El discurso de esta narradora acusa entonces una falta de gusto o de buen gusto, es decir, una falta de aquel mecanismo ideológico que permite al sujeto usar un producto cultural para situarse en una posición ventajosa socialmente hablando y, de paso, para construir una diferencia o distancia que excluye a aquel que carece de esta “competencia cultural” para utilizar la expresión de Pierre Bordieu.
¿Qué dice la hermana creyente? Su aspiración por una vida mejor desde un punto de vista social está cruzada no por referencias literarias o cinematográficas, tal como veíamos en el caso de la otra narradora, sino más bien por un léxico religioso muy abundante a lo largo del relato. No es casualidad que los cuatro capítulos sean titulados con expresiones bíblicas o de devoción. El primer capítulo se titula “Génesis”, el segundo, “Santo Dios”, mientras que el tercero y cuarto llevan por nombre “El éxodo de la pastora” y “Revelaciones”, respectivamente. Cristián Gómez ha definido la novela como un relato escatológico. Creo que su comentario puede leerse desde las dos acepciones del término. En lo que se refiere a las postrimerías de una vida ultratumba, el discurso menciona repetidas veces el infierno y el cielo. “Estoy en el paraíso eterno”, afirma la hermana evangélica al inicio de la segunda parte. Esta narradora se considera un profeta, una enviada que goza de una comunicación directa con Jehová. Todos sus actos moralmente reprobables son justificados en la medida que son una respuesta obediente a un mandato divino. En este sentido, el paraíso, como postrimería cristiana, está mediado por privilegios sociales: se goza del cielo en la medida que la hermana creyente, la elegida, mantenga relaciones sexuales con el Pastor de la Iglesia Evangélica. Dado lo anterior, lo sexual sufre de una nominación impertinente. El intenso deseo erótico de la pastora es descrito a través de un lenguaje religioso que la bendice, favorece y transforma.
Sin embargo, la segunda acepción del término escatología también opera en este relato que obsesivamente habla de los residuos del cuerpo. Cristián Gómez indica incluso que ambas hermanas padecen una manía por la blancura y la limpieza, valores que las distingue de las demás mujeres que acuden a la iglesia. Se trata de una limpieza doméstica y corporal que expulsa las suciedades que los cuerpos generan. De este modo, las hermanas, quienes se acusan de cochinas entre sí, construyen una imagen inmaculada de sí mismas.

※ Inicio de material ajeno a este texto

PR #223, opened 2023-03-23
Rewrite sharding as a codec

normanrz:
This PR rewrites the sharding specification from ZEP2 as a codec.


docs/v3/codecs/sharding-indexed/v1.0.rst
```diff
@@ -0,0 +1,224 @@
...
+Sharding logically splits chunks ("shards") into sub-chunks ("inner chunks") 
+that can be individually compressed and accessed. This allows to colocate 
+multiple chunks within one storage object, bundling them in shards.
+
+
+Motivation
+==========
+
+In many cases, it becomes inefficient or impractical to store a large number of
+chunks in single files or objects due to the design constraints of the
```
jbms, line 42: "in single files" -> "as separate files"

docs/v3/codecs/sharding-indexed/v1.0.rst
```diff
@@ -0,0 +1,224 @@
...
+underlying storage. For example, the file block size and maximum inode number
+restrict the usage of numerous small files for typical file systems, also cloud
+storage such as S3, GCS, and various distributed filesystems do not efficiently
+handle large numbers of small files or objects.
+
+Increasing the chunk size works only up to a certain point, as chunk sizes need
+to be small for read and write efficiency requirements, for example to stream
```
jbms, line 49: since this solution does not address the write efficiency issue of large chunks, perhaps leave that out

docs/v3/codecs/sharding-indexed/v1.0.rst
```diff
@@ -0,0 +1,224 @@
...
+                  "level": 1
+                }
+              }
+            ]
+          }
+        }
+      ]
+    }
+
+``chunk_shape``
```
jbms, line 105: Rather than `chunk_shape` here, it would be nice to use `chunk_grid` exactly as in the top-level array metadata.  That way this can accommodate a rectilinear chunk grid for the inner chunks as well.  However, I realized there is a complication:

Ideally we could support a fully general rectilinear sub-chunk grid, e.g.:


```json
{
  "chunk_grid": {
    "type": "rectilinear",
    "configuration": {
      "chunk_shape": [[15, 35]]
    }
  },
  "codecs": [{
    "name": "sharding_indexed",
    "configuration": {
      "chunk_grid": {
        "type": "rectilinear",
        "chunk_shape": [[5, 10, 15, 20]]
      },
      "codecs": [{"name": "gzip"}]
    }
  }]
}
```

Here, the `chunk_grid` specified for `sharding_indexed` applies to the overall array, rather than the individual chunk.  The chunk boundaries must be aligned with the top-level chunk boundaries.  This allows us to have a different sub-chunk grid for each shard, which provides the most flexibility.

However, the metadata structure would make it more natural for the `chunk_grid` specified for `sharding_indexed` to apply only to the shard itself, which would mean the same chunk grid has to be used for every shard, and means that rectilinear chunks don't really interoperate with sharding well.

There is also another problem with having the `chunk_grid` specified for `sharding_indexed` apply to the overall array: it requires that the codec know which region of the overall array it is operating on.  But if the `transpose` codec, for example, is applied before `sharding_indexed`, then it is not clear how to provide `sharding_indexed` with information about its position in the overall array.

normanrz: I am happy to change the metadata to the `chunk_grid` object. Since there isn't a specific proposal for rectilinear arrays yet, I think we don't need to decide this yet. For now, I would add that the inner `chunk_grid` needs to be `regular`.

> However, the metadata structure would make it more natural for the `chunk_grid` specified for `sharding_indexed` to apply only to the shard itself, which would mean the same chunk grid has to be used for every shard, and means that rectilinear chunks don't really interoperate with sharding well.

It almost seems like the `chunk_grid` configuration for rectilinear grids would need to be added to the shard index.

jbms: I think you have a good point --- in practice if using rectilinear chunk grids, it would be most useful to be able to specify the chunking of each shard as part of the shard, rather than in the top-level metadata.  That would require a different shard format, though.

Using the same non-regular rectilinear chunking for every shard is unlikely to be useful, but specifying separate rectilinear chunking for each shard in the top-level metadata would be rather awkward and doesn't fit well with how codecs are supposed to work.

Therefore, I withdraw this suggestion; I think it is fine with just a `chunk_shape` member as you have it, rather than using `chunk_grid`.

normanrz: I actually think keeping the `chunk_grid` in is a good idea for later extensibility and consistent with the v3 mission. If we would adding support for rectilinear grids through the binary format, it would need to be specified somewhere. Also, we might come up with other grids that make more sense for sharding.

jbms: At least the current rectilinear grid proposal puts all of the partition points in the array metadata itself, e.g. `{"name": "rectilinear", "chunk_shape": [[100, 100, 50, 100], [150, 150, 25, 100], [200, 300, 100, 200]]}`.  Whereas for sharding we would perhaps just specify `{"name": "rectilinear"}` but then rely on a quite different binary format to actually specify the grid.    Additionally, the type of grid could also be specified in the binary format, as you could imagine that even with a regular grid, you might want different shards to use a different chunk shape.  Given these differences I'm not sure it makes sense to try to tie the shard chunking to the top-level array chunking.  Instead there could just be a different codec name.

normanrz: Fine with me.

normanrz:
@jstriebel Would you mind having a look at these changes?
https://zarr-specs--223.org.readthedocs.build/en/223/v3/codecs/sharding-indexed/v1.0.html

docs/v3/codecs/sharding-indexed/v1.0.rst
```diff
@@ -0,0 +1,220 @@
...
+
+    An array of integers providing the shape of inner chunks in a shard for each 
+    dimension of the Zarr array. The length of the array must match the length
+    of the array metadata ``shape`` entry. The each integer must by divisible by 
+    the ``chunk_shape`` of the array as defined in the ``chunk_grid`` 
+    :ref:`_array-metadata`.
```
jstriebel, line 107: This link does not work atm.

docs/v3/codecs/sharding-indexed/v1.0.rst
```diff
@@ -0,0 +1,220 @@
...
+    For example, an inner chunk shape of ``[32, 2]`` with an outer chunk shape 
+    ``[64, 64]`` indicates that 64 chunks are combined in one shard, 2 along the 
+    first dimension, and for each of those 32 along the second dimension.
+    Currently, only the ``regular`` chunk grid is supported.
+
+``codecs``
+
+    Specifies a list of codecs to be used for encoding and decoding inner chunks. 
+    The value must be an array of objects, as specified in the 
+    :ref:`_array-metadata`. An absent ``codecs`` member is equivalent to
```
jstriebel, line 117: Same here.

jstriebel (approved):
Nice, mostly LGTM :+1: Just found two links which are not working.

normanrz:
Thanks! Is there a tool to check the links?

jstriebel:
> Thanks! Is there a tool to check the links?

I think it's in the output of sphinx, but you might need to remove the cache to see all warnings.

jstriebel (approved):
LGTM! Should we merge this together with https://github.com/zarr-developers/zeps/pull/34?

normanrz:
> LGTM! Should we merge this together with [zarr-developers/zeps#34](https://github.com/zarr-developers/zeps/pull/34)?

Yes, please!

jbms (approved):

Dado lo anterior, la hermana creyente logra dibujar, a través de su narración, un autorretrato. Las diferentes partes de su cuerpo son mencionadas, descritas y valoradas positivamente. En oposición a la hermana Riquelme, su archienemiga, la hermana creyente se presenta como una mujer esbelta y atractiva, capaz de seducir a cuanto hombre se le ponga por delante. Por ende, su propio cuerpo es recreado al modo de un locus que la libera al menos momentáneamente de la rutina doméstica, de las intrigas de sus envidiosas vecinas y de su aburrido y fétido marido a quien ha dejado de querer. Sin embargo, en su discurso desquiciado, este cuerpo joven y lozano se ve amenazado por la vejez, el cansancio, el descuido y la pérdida de unidad. No en vano, en el capítulo final, dice que el útero se le ha arrancado.

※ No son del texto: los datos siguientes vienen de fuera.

PR #225, opened 2023-03-24
Revise how the Blosc codec is specified

jbms:
The `shuffle` mode is now specified more clearly as `null` (0 in Zarr v2), `"bit"` (2 in Zarr v2), or `"byte"` (1 in Zarr v2).  Using these constants rather than numbers makes it much easier to know what shuffle mode will be using from manual inspection of the metadata.

When shuffling is enabled, the `typesize` must now be specified explicitly in the metadata, rather than determined implicitly from the input data.  This allows Blosc to function as a pure "bytes -> bytes" codec rather than an "array -> bytes" codec.

The special `shuffle` value of `-1`, which indicated to choose automatically between bit-wise or byte-wise shuffling depending on the typesize value, is not supported in the metadata.

### DIFF
--- a/docs/v3/codecs/blosc/v1.0.rst
+++ b/docs/v3/codecs/blosc/v1.0.rst
@@ -98,7 +98,7 @@ size::
             "configuration": {
                 "cname": "lz4",
                 "clevel": 1,
-                "shuffle": "byte",
+                "shuffle": "shuffle",
                 "typesize": 4,
                 "blocksize": 0
             }
@@ -123,8 +123,8 @@ Comparison to Zarr v2
 While the binary format is identical, the JSON metadata differs from that used
 by the Zarr v2 ``blosc`` codec in the following ways:
 
-- The `shuffle` mode is now specified more clearly as `null` (0 in Zarr v2),
-  `"bit"` (2 in Zarr v2), or `"byte"` (1 in Zarr v2).  Using these constants
+- The `shuffle` mode is now specified more clearly as `noshuffle` (0 in Zarr v2),
+  `"bitshuffle"` (2 in Zarr v2), or `"shuffle"` (1 in Zarr v2).  Using these constants
   rather than numbers makes it much easier to know what shuffle mode will be
   using from manual inspection of the metadata.
 
--- a/docs/v3/codecs/blosc/v1.0.rst
+++ b/docs/v3/codecs/blosc/v1.0.rst
@@ -70,25 +70,27 @@ clevel:
     level is 0.
 
 shuffle:
-    An integer value in the set {0, 1, 2, -1} indicating the way
-    bytes or bits are rearranged, which can lead to faster
-    and/or greater compression. A value of 1
-    indicates that byte-wise shuffling is performed prior to
-    compression. A value of 2 indicates the bit-wise shuffling is
-    performed prior to compression. If a value of -1 is given,
-    then default shuffling is used: bit-wise shuffling for buffers
-    with item size of 1 byte, byte-wise shuffling otherwise.
-    Shuffling is turned off completely when the value is 0.
+    Specifies the type of shuffling to perform, if any, prior to compression.
+    Must be one of:
+
+    - ``"noshuffle"``, to indicate no shuffling;
+    - ``"shuffle"``, to indicate byte-wise shuffling;
+    - ``"bitshuffle"``, to indicate bit-wise shuffling.
+
+typesize:
+    Positive integer specifying the stride in bytes over which shuffling is
+    performed.  Required unless ``shuffle`` is ``"noshuffle"``, in which case the value
+    is ignored.
 
 blocksize:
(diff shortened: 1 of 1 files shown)


normanrz:
cc @jakirkham

docs/v3/codecs/blosc/v1.0.rst
```diff
@@ -70,33 +70,36 @@ clevel:
...
-    performed prior to compression. If a value of -1 is given,
-    then default shuffling is used: bit-wise shuffling for buffers
-    with item size of 1 byte, byte-wise shuffling otherwise.
-    Shuffling is turned off completely when the value is 0.
+    Specifies the type of shuffling to perform, if any, prior to compression.
+    Must be one of:
+
+    - ``null``, to indicate no shuffling;
+    - ``"byte"``, to indicate byte-wise shuffling;
+    - ``"bit"``, to indicate bit-wise shuffling.
```
jstriebel, line 78: I'm in favor of those changes :+1:

docs/v3/codecs/blosc/v1.0.rst
```diff
@@ -70,33 +70,36 @@ clevel:
...
+
+typesize:
+    Positive integer specifying the stride in bytes over which shuffling is
+    performed.  Required unless ``shuffle`` is ``null``, in which case the value
+    is ignored.
```
jstriebel, line 83: I'm not sure if this change is useful atm. I have a two of questions:
- Couldn't we make this optional, and have a auto-detect logic as before? It would only be necessary for dtypes with arbitrary length data.
- Why should it be called `typesize`? It could also be any valid divisor of the typesize, especially for arbitrary-length types, right?

I'd rather leave this out for now, and add it later once we have dtypes with arbitrary sizes. Then this can be an additional optional field. Although this would be nice:
> This allows Blosc to function as a pure "bytes -> bytes" codec rather than an "array -> bytes" codec.

Not quite sure if we should include this. cc @joshmoore @normanrz @rabernat @jakirkham What do you think about it?

docs/v3/codecs/blosc/v1.0.rst
jbms: Looking at the blosc API more now, I think these should probably be changed to be consistent with what the blosc API uses:

"noshuffle", "shuffle", "bitshuffle"

docs/v3/codecs/blosc/v1.0.rst
jstriebel: > If this is preferred I can try to write up the necessary changes to core specification.

I'd be in favor of this (Option 1), but would like to have some more opinions first. In my opinion this is blocking ZEP 1 / v3.

normanrz: No strong opinion here. Option 1 is fine with me. So is keeping `typesize` in. It only seems like a small redundancy. Might facilitate fallback dtype handling.

jbms:
I updated the shuffle constants to "noshuffle", "shuffle" and "bitshuffle" to match the blosc C API.  Per discussions in the ZEP1 review and the recent ZEP meeting, I have retained typesize.

docs/v3/codecs/blosc/v1.0.rst
```diff
@@ -114,6 +117,31 @@ reference implementation is provided by the `c-blosc library
...
 
 
+Comparison to Zarr v2
+=====================
+
+While the binary format is identical, the JSON metadata differs from that used
+by the Zarr v2 ``blosc`` codec in the following ways:
+
+- The `shuffle` mode is now specified more clearly as `null` (0 in Zarr v2),
+  `"bit"` (2 in Zarr v2), or `"byte"` (1 in Zarr v2).  Using these constants
```
jstriebel, line 127:
```suggestion
- The `shuffle` mode is now specified more clearly as `noshuffle` (0 in Zarr v2),
  `"bitshuffle"` (2 in Zarr v2), or `"shuffle"` (1 in Zarr v2).  Using these constants
```

docs/v3/codecs/blosc/v1.0.rst
```diff
@@ -114,6 +117,31 @@ reference implementation is provided by the `c-blosc library
...
+  "array -> bytes" codec.  Zarr implementations MAY allow users to leave this
+  unspecified and have the implementation choose a value automatically based on
+  the array data type and previous codecs in the chain, but MUST record in the
+  metadata the value that is chosen.
+
+- There is no option to choose between bit-wise and byte-wise shuffling
+  automatically, as supported in Zarr v2 via a `shuffle` value of `-1`.  Zarr
+  implementations MAY provide users an option to choose a shuffle mode
+  automatically based on the typesize or other information, but MUST record in
+  the metadata the mode that is chosen.
```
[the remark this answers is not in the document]
jbms: Done.

jstriebel (approved):
🎉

La representación de su propio cuerpo es también un mecanismo que la privilegia en la medida que excluye a los demás. Si ella es esbelta y bonita, las demás son feas. Si ella tiene un cuerpo proporcionado y con todas sus partes bien puestas, los demás padecen una fragmentación fisonómica. En este sentido, el desenlace del relato es una inversión de la imagen corporal que la hermana creyente dice tener. Para apoderarse de la Iglesia, ella asesina a su amante, el pastor, y lo descuartiza. Cada parte del cuerpo, cuidadosamente cercenada, será guardada al interior de un frigorífico, pasaje que es un gran guiño a una película de Pedro Almodóvar, un cineasta que no es del todo apreciado por la hermana atea. Este asesinato y descuartizamiento del cuerpo del pastor supone un triunfo social de la hermana creyente, ya que se apodera de la Iglesia y monta un café con piernas, otra parte del cuerpo, que le permite aumentar sus ganancias.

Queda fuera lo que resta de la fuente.